WAJO (INDEKS) — Kapolsek Sabbangparu AKP Reski G bersama jajaran mendatangi korban kasus dugaan penganiayaan di Desa Mallusesalo, Kecamatan Sabbangparu, Kabupaten Wajo, Sulawesi Selatan, Senin (27/4/2026), guna mengantisipasi potensi kerawanan lanjutan pascakejadian.
Peristiwa penganiayaan tersebut dilaporkan terjadi di Desa Wage pada Sabtu (25/4/2026), dengan korban Engri (22) dan Sapriadi (23), yang berprofesi sebagai ojek gabah.
AKP Reski G mengatakan kunjungan tersebut dilakukan untuk memperoleh keterangan langsung dari korban dan keluarga, sekaligus memastikan penanganan perkara berjalan sesuai prosedur.
“Kasus ini telah kami tangani berdasarkan laporan polisi Nomor LP/B/09/IV/2026/Polsek Sabbangparu/Polres Wajo tertanggal 25 April 2026. Kami turun langsung untuk mendengar keterangan korban dan keluarga,” ujarnya.

Menurut dia, pendekatan preventif dan represif dilakukan secara simultan dalam menangani kasus tersebut, termasuk upaya meredam kemungkinan aksi balasan.
“Saat ini terduga pelaku telah diamankan untuk kepentingan penyelidikan lebih lanjut.
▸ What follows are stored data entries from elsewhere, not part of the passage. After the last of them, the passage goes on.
PR #4911, opened 2026-05-07
fix: undo KSlideout z-index-ing

johncowen:
Undoes the z-indexing of KSlideout

Unfortunately KSlideout doesn't support specifying a z-index as `auto`, so we work around that with a bit of strange piece of TS, open to other suggestions to do the same.

### DIFF
--- a/packages/x/src/components/x-drawer/XDrawer.vue
+++ b/packages/x/src/components/x-drawer/XDrawer.vue
@@ -8,6 +8,7 @@
     :max-width="props.width"
     offset-top="var(--x-drawer-offset-top, 0)"
     data-testid="summary"
+    :z-index="zIndex"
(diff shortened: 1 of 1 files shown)


schogges:
Would this work instead of the scripting?

```CSS
:deep(.slideout-container) {
  z-index: auto !important;
}
```

johncowen:
Possibly yeah lemme try, I guess thats safer also 👍 .

We should maybe make an issue in kongponents also to allow `auto` 🤔

johncowen:
Yep LGTM, thanks @schogges 🎉 lemme push another commit one sec

johncowen:
K thats there, taking out of draft!

schogges (approved):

Perkembangan kasus juga telah kami laporkan kepada Kapolres Wajo untuk proses hukum lanjutan,” katanya.
Kapolsek menambahkan pihaknya terus mengedepankan komunikasi dengan masyarakat guna menjaga stabilitas kamtibmas di wilayah tersebut.
Ia juga mengimbau warga agar tidak terpancing emosi dan menyerahkan sepenuhnya penanganan kasus kepada aparat penegak hukum.
“Kami mengajak seluruh pihak untuk bersama-sama menjaga keamanan dan mempercayakan proses hukum kepada kepolisian agar berjalan sesuai ketentuan peraturan perundang-undangan,” ujarnya.
Kedatangan Kapolsek Sabbangparu didampingi oleh Kanit Reskrim Ipda Surahman, SH, Kanit Intel Bripka Muh.Ali, Ka.SPKT Aipda Sunardin, Kanit Binmas Aiptu Muliadi diterima langsung oleh orang tua korban (Wellang) bersama keluarga lainnya dan kedua korban.
Pihak korban menyampaikan ke Kapolsek Sabbangparu agar proses hukum berjalan dengan profesional dan transparan terduga pelaku harus bertanggungjawab atas perbuatannya sesuai dengan aturan dan perubdang-undangan yang berlaku, harapnya.